The Town Hall article begins:
Days ago, as Townhall has been covering, two Israeli embassy staffers were tragically murdered after attending an event at the Capital Jewish Museum. A suspect, Elias Rodriguez, has been charged. There's been plenty of questionable media coverage, but The Washington Post on Friday put a truly troubling post on the matter, which has since been taken down.
While the thoroughly ratioed post is no longer up, screenshots abound. Further, as of early Sunday morning, the article in question still contains the language in question about "where Jews belong." There's also an archived version from Friday morning. "For U.S. Jews, D.C. museum killings deepen resolve — and fear," read the headline in question. "The killings of two Israeli Embassy staffers amplify the confusion felt since the Oct. 7, 2023, attacks about where Jews belong," the subheadline continued.
So I was all ready to unload on the WaPo too. Obviously the borderline anti-semites on the paper were looking to sow doubt on whether Jews belonged… well, anywhere. Those danged rootless cosmopolitans! And then they tried to cover it up by deleting the post! Media ethics dying in darkness!
But wait a minute. That original story is still up (gifted link).
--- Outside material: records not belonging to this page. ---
PR #1271, opened 2016-10-17
Remove possible division by 0, closes #1270

### LINKED ISSUE #1270: Possible NaN in successive_substitution
[This line](https://github.com/CoolProp/CoolProp/blob/master/src/Backends/Helmholtz/VLERoutines.cpp#L1176) has a division by `df`.
I felt on a specific case where this `df` is `0`, thus `change` becomes `NaN`, and a bit later is added to `p` (or `T`), which is of course not an ideal output value (in my case, `f` is also null, thus it goes out of the loop as converged).

The specific case where this happened to me is in fact a pure fluid case (molar fraction = [0,1]), thus maybe this issue can only happen in that case.

If `df` can only happen to be null when it's a pure fluid, maybe this could be interesting to set a switch to use the pure fluid routine in that case (should be faster than the mixture routine and avoid the issue).

JonWel:


src/Backends/Helmholtz/VLERoutines.cpp
```diff
@@ -1173,7 +1173,16 @@ void SaturationSolvers::successive_substitution(HelmholtzEOSMixtureBackend &HEOS
             df += dfdK*(deriv_liq-deriv_vap);
         }
         
-        change = -f/df;
+        if (std::abs(df) <= 1e-12) { // To avoid dividing by 0
+            change = -f;
+            if (std::abs(f) > 1e-12)
+            {
+                set_warning_string("df verry small in successive_substitution but f do not seems converged");
```
ibell: verry -> very

src/Backends/Helmholtz/VLERoutines.cpp
```diff
@@ -1173,7 +1173,16 @@ void SaturationSolvers::successive_substitution(HelmholtzEOSMixtureBackend &HEOS
             df += dfdK*(deriv_liq-deriv_vap);
         }
         
-        change = -f/df;
+        if (std::abs(df) <= 1e-12) { // To avoid dividing by 0
+            change = -f;
```
JonWel: I was not fully sure about what to do with this case.
I don't have the understanding on the physics involved in these variables, so I don't really know which value they are expected to have.

So if f is in tolerance, we finish the loop (the the K that have just been computed is used), and if not, we error out.

I don't think I ever experienced the case where df would be small without f being converged.
So I'll change to error out when it happens with an nicer message (`very` with only one `r`and value of  `f` and `df` displayed).
That way, if it happens, we will have the informations to know what to do, and if it doesn't happen, the problem is solved. (case where df where too small where already quite rare).

src/Backends/Helmholtz/VLERoutines.cpp
```diff
@@ -1173,7 +1173,18 @@ void SaturationSolvers::successive_substitution(HelmholtzEOSMixtureBackend &HEOS
             df += dfdK*(deriv_liq-deriv_vap);
         }
         
-        change = -f/df;
+        if (std::abs(df) <= 1e-12) { // To avoid dividing by 0
+            if (std::abs(f) <= 1e-12)
++            {
++                change = -f; // Should be converged. f <= e-12, so change will have nearly no impact.
```
ibell: I would make change zero in this case.  It will fall through and exit the loop.

src/Backends/Helmholtz/VLERoutines.cpp
```diff
@@ -1173,7 +1173,18 @@ void SaturationSolvers::successive_substitution(HelmholtzEOSMixtureBackend &HEOS
             df += dfdK*(deriv_liq-deriv_vap);
         }
         
-        change = -f/df;
+        if (std::abs(df) <= 1e-12) { // To avoid dividing by 0
+            if (std::abs(f) <= 1e-12)
```
JonWel: [The loop tolerance](https://github.com/JonWel/CoolProp-f/blob/patch-4/src/Backends/Helmholtz/VLERoutines.cpp#L1212) is hard coded, I just took the same value.
I did not see any [function](https://github.com/JonWel/CoolProp-f/blob/patch-4/src/Backends/Helmholtz/VLERoutines.cpp#L1098) tolerance.

src/Backends/Helmholtz/VLERoutines.cpp
JonWel: The loop tolerance being hard coded as [std::abs(f) > 1e-12](https://github.com/JonWel/CoolProp-f/blob/patch-4/src/Backends/Helmholtz/VLERoutines.cpp#L1212) this will just finish the loop and exit.
I thought about putting a break, but in that case, the updated K would not be used, so the update just after the loop be just useless (even if K should not be extremely different than the previous one).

And it still has that allegedly problematic subhed: "The killings of two Israeli Embassy staffers amplify the confusion felt since the Oct. 7, 2023, attacks about where Jews belong."
Is it asking too much for people to read the first three paragraphs of the story?
For Rabbi Ruth Balinsky Friedman, who teaches Jewish text at a D.C.-area high school, the killings of two Israeli Embassy workers this week have deepened the isolation she’s felt as an American Jew in recent years.
Hamas’s attack on Israel on Oct. 7, 2023, and Israel’s subsequent attacks on Gaza, followed by divisions around the world over what caused the conflict and who was at fault, left the 40-year-old mother of three feeling confused, with no easy solution to the war in sight. Now, after the shooting at the Capital Jewish Museum on Wednesday, she feels similarly disoriented.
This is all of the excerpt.